GIVEN INFORMATION Start Marker
PR #331, opened 2026-07-30
DS-2660:  added bottom offset for back-to-top

erincarrieresontario:
**What this does:**

This adds a way to control the position of the "Back to Top" button so it doesn't overlap with other floating buttons on the page (like a feedback button or live chat widget).

**The problem:**

The Back to Top button always sits a fixed distance from the bottom of the screen. If another floating button is also placed near the bottom of the page, the two can end up overlapping or stacking awkwardly, especially when the browser window is resized.

**The fix:**

Added a new optional setting called 'bottomOffset' that lets developers add extra spacing below the Back to Top button, so there's room for another button underneath it. For example, setting 'bottomOffset="63px"' pushes the button up by an extra 63 pixels from its normal position, without changing anything else about how it looks or behaves. If this setting isn't used, the button behaves exactly as it did before — nothing changes for existing pages.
GIVEN INFORMATION End Marker
** TASK TO COMPLETE **
The "This adds a" line through the last line above: set these down exactly and add nothing else.

** WRITTEN REPLY **
This adds a way to control the position of the "Back to Top" button so it doesn't overlap with other floating buttons on the page (like a feedback button or live chat widget).

**The problem:**

The Back to Top button always sits a fixed distance from the bottom of the screen. If another floating button is also placed near the bottom of the page, the two can end up overlapping or stacking awkwardly, especially when the browser window is resized.

**The fix:**

Added a new optional setting called 'bottomOffset' that lets developers add extra spacing below the Back to Top button, so there's room for another button underneath it. For example, setting 'bottomOffset="63px"' pushes the button up by an extra 63 pixels from its normal position, without changing anything else about how it looks or behaves. If this setting isn't used, the button behaves exactly as it did before — nothing changes for existing pages.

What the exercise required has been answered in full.